* _TASK GOAL_
Beneath this instruction is a listing; print exactly the lines in it starting at the line that contains "PR #380, opened 2024-09-04" and going through the line that contains "Hi @arjen-ag5, thanks".

* _RECORDS FOR THE TASK_
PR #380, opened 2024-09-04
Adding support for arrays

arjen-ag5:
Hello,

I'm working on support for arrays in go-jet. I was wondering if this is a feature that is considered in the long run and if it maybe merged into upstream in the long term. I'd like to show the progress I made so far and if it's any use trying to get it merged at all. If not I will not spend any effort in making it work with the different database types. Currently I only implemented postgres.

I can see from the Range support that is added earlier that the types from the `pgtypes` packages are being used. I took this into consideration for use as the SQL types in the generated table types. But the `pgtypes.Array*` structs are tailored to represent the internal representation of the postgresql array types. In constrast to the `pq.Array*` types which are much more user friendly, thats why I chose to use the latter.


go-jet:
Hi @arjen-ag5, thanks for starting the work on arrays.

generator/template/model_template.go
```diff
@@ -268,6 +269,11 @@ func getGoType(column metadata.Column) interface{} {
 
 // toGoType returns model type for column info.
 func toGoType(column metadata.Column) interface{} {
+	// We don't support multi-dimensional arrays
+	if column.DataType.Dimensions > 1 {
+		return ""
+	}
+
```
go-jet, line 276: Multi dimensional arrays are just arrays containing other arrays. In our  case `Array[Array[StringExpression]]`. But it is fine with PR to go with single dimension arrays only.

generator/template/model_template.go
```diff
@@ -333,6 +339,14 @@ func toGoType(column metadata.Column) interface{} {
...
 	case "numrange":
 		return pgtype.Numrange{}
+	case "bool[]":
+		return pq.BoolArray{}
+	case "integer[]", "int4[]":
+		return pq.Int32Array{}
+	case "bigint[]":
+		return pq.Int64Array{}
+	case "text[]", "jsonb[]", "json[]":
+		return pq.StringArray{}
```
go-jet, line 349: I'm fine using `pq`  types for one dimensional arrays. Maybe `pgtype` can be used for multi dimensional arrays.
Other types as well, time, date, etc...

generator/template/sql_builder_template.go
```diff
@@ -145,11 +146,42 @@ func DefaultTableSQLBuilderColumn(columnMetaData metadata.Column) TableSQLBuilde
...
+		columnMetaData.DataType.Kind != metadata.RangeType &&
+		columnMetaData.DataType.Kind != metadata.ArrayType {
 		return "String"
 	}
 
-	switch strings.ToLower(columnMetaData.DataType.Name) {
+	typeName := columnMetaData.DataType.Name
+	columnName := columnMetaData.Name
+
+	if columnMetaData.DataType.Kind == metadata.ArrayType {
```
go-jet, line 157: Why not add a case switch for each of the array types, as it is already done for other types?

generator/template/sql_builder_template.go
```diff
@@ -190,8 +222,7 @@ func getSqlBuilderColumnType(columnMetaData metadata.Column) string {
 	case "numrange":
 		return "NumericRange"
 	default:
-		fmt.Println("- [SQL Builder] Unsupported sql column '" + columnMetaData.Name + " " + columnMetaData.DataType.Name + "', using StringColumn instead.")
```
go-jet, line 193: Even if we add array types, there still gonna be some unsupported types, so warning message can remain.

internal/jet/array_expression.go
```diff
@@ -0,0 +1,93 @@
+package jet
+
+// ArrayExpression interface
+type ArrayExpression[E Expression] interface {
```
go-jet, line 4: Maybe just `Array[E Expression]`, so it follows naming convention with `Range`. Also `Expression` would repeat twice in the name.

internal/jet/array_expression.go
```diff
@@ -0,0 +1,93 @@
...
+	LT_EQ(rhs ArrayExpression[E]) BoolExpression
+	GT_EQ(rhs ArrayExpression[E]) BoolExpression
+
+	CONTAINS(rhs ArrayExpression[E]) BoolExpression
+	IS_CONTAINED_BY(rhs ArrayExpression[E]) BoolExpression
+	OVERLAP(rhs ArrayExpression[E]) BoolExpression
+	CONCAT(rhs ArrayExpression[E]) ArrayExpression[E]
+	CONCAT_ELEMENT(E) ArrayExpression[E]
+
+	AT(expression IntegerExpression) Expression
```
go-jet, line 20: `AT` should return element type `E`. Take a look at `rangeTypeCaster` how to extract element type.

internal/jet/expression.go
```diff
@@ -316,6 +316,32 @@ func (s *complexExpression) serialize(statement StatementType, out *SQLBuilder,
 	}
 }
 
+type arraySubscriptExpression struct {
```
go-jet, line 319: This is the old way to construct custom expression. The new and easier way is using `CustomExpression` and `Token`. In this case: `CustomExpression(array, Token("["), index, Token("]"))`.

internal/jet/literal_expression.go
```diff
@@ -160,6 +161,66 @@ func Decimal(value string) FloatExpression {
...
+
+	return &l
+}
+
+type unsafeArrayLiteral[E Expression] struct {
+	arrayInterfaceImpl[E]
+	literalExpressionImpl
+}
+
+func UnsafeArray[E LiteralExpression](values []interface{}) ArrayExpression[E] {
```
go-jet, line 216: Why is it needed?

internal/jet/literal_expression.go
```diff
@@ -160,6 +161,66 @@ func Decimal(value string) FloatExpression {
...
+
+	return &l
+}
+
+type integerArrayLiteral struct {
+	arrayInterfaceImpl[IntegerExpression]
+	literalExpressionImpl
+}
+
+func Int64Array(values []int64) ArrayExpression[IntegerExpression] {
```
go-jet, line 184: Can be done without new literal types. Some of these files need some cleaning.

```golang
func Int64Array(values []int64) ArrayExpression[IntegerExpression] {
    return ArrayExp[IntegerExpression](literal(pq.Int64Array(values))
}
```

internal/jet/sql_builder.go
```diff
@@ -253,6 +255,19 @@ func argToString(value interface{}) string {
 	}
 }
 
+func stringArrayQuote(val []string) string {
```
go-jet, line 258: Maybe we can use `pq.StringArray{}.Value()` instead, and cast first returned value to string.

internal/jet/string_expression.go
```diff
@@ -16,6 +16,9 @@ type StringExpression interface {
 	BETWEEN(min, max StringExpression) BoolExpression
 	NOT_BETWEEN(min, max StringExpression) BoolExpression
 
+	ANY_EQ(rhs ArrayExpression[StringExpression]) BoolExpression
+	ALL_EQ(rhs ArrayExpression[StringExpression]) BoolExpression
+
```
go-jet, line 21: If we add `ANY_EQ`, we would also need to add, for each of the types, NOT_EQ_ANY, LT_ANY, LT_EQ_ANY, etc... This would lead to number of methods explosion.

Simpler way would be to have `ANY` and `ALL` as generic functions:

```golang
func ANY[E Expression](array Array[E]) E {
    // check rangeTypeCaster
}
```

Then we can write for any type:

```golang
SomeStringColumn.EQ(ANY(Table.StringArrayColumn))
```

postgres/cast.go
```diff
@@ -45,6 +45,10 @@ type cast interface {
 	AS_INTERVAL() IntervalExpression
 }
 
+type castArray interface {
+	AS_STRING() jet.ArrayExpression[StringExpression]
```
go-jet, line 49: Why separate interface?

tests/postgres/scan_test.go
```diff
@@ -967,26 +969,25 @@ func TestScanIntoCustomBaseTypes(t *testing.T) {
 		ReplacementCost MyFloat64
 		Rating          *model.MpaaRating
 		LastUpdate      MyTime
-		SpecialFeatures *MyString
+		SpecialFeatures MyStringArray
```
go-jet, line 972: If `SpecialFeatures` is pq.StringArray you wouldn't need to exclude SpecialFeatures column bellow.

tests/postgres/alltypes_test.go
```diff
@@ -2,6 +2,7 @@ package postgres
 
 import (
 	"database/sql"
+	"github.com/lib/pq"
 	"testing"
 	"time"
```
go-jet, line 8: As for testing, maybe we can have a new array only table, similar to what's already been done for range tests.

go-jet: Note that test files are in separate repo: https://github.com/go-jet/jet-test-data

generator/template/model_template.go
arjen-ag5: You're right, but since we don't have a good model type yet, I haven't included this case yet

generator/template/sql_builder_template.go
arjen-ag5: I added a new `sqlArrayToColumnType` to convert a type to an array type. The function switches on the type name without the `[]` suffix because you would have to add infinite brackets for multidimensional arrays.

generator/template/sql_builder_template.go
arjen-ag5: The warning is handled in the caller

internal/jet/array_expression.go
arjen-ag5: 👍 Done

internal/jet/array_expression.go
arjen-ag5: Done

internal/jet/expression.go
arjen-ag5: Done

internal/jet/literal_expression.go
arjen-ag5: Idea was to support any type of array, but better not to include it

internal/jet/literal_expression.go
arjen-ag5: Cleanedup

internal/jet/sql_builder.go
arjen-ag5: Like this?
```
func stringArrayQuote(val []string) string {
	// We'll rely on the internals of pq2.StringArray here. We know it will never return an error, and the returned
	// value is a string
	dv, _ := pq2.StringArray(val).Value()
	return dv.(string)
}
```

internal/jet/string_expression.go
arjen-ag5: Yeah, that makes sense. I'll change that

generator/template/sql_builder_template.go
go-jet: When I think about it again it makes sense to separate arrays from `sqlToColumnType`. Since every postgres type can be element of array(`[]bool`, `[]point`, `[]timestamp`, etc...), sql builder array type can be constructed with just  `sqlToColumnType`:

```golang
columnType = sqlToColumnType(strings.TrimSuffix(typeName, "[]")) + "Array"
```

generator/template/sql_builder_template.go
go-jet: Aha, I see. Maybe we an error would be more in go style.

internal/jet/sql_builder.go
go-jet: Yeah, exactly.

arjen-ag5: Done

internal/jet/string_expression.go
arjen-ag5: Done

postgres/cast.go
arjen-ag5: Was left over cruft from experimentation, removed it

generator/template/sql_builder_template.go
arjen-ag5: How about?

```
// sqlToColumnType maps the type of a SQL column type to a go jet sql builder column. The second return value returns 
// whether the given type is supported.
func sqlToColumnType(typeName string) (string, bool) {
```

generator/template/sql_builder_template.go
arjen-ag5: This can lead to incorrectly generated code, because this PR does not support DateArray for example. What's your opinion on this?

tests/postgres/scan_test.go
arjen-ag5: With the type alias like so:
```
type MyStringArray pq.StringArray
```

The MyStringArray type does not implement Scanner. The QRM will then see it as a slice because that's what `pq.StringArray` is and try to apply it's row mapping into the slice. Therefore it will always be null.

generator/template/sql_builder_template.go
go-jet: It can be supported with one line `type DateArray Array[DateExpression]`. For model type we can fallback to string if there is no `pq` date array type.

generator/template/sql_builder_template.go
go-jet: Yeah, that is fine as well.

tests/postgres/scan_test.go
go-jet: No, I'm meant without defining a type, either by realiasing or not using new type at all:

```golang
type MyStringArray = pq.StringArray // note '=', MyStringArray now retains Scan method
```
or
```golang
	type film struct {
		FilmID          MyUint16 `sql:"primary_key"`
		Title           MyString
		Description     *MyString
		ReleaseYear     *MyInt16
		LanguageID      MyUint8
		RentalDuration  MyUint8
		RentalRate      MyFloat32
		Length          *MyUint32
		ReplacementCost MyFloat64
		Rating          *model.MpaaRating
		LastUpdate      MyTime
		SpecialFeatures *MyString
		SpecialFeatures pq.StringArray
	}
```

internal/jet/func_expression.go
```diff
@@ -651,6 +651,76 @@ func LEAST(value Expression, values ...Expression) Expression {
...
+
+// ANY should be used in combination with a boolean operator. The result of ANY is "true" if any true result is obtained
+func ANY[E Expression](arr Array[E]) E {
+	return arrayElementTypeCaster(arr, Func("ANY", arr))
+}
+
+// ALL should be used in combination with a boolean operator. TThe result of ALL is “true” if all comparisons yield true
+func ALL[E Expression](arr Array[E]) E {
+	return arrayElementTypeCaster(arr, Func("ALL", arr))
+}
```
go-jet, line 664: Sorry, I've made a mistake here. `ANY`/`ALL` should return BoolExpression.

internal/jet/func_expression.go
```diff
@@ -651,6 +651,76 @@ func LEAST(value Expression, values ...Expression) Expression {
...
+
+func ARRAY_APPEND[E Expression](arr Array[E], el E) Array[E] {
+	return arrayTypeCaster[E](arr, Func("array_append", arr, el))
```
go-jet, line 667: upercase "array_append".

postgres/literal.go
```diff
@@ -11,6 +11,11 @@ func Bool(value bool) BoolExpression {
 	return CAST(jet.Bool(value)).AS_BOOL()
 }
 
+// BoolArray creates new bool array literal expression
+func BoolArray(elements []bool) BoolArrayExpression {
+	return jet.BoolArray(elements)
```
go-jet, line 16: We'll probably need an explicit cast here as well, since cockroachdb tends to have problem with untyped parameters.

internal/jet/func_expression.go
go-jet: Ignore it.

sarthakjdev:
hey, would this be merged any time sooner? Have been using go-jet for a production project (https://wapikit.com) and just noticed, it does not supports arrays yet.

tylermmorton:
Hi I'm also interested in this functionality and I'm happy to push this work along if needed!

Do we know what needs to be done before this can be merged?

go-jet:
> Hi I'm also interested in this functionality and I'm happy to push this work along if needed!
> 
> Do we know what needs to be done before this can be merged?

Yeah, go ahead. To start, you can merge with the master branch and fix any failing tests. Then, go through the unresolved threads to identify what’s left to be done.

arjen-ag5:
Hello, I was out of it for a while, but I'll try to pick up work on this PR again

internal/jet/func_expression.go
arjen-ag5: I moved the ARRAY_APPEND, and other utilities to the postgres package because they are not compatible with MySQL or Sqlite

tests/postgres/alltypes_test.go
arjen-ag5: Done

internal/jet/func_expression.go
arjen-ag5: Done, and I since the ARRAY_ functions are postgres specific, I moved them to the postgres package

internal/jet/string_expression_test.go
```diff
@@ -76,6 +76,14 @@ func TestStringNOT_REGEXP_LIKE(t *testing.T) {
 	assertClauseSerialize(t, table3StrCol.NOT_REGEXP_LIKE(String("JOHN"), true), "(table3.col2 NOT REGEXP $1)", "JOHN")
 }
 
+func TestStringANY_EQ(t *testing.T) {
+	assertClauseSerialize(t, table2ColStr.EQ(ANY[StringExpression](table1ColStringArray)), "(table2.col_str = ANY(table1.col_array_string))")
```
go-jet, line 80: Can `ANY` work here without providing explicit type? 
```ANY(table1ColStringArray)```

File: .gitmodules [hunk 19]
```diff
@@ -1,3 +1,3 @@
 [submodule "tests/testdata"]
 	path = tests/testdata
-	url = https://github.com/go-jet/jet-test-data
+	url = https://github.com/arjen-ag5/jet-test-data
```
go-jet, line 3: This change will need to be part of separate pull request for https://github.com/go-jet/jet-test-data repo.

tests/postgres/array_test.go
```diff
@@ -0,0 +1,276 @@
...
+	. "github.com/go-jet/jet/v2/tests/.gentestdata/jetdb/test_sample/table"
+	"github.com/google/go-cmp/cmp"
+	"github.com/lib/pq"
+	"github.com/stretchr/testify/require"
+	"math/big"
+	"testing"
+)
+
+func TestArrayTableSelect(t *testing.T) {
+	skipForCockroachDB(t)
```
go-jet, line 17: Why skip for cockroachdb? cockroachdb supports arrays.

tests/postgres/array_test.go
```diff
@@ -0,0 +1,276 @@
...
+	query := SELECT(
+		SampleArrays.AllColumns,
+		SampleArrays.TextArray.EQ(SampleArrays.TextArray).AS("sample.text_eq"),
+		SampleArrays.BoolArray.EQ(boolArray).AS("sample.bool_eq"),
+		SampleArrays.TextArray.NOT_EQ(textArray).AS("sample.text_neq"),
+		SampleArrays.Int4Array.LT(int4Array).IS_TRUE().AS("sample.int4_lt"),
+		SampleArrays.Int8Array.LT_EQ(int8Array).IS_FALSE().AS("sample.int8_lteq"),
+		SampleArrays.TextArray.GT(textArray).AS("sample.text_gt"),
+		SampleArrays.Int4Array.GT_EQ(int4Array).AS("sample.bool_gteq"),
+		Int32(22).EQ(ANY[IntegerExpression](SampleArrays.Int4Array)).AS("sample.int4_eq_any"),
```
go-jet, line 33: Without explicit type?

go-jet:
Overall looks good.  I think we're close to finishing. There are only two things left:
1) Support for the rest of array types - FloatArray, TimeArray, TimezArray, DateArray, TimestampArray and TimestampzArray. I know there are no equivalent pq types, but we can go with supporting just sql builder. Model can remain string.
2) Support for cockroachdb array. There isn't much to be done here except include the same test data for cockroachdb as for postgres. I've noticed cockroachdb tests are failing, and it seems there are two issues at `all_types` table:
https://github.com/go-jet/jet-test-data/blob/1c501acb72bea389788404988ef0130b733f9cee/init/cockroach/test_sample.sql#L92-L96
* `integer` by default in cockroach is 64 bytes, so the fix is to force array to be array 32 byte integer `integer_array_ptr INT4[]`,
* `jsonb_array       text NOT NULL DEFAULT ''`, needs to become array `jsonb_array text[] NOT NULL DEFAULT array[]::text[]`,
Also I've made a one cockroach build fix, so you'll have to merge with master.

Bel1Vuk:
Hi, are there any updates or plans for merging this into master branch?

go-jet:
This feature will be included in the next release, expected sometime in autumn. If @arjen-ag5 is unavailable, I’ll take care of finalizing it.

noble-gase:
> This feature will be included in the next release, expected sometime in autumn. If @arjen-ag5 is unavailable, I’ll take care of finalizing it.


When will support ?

--

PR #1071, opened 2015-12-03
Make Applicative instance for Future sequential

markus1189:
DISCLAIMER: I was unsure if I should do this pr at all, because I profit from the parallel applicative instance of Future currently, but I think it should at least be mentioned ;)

* _TASK ANSWER_
PR #380, opened 2024-09-04
Adding support for arrays

arjen-ag5:
Hello,

I'm working on support for arrays in go-jet. I was wondering if this is a feature that is considered in the long run and if it maybe merged into upstream in the long term. I'd like to show the progress I made so far and if it's any use trying to get it merged at all. If not I will not spend any effort in making it work with the different database types. Currently I only implemented postgres.

I can see from the Range support that is added earlier that the types from the `pgtypes` packages are being used. I took this into consideration for use as the SQL types in the generated table types. But the `pgtypes.Array*` structs are tailored to represent the internal representation of the postgresql array types. In constrast to the `pq.Array*` types which are much more user friendly, thats why I chose to use the latter.


go-jet:
Hi @arjen-ag5, thanks for starting the work on arrays.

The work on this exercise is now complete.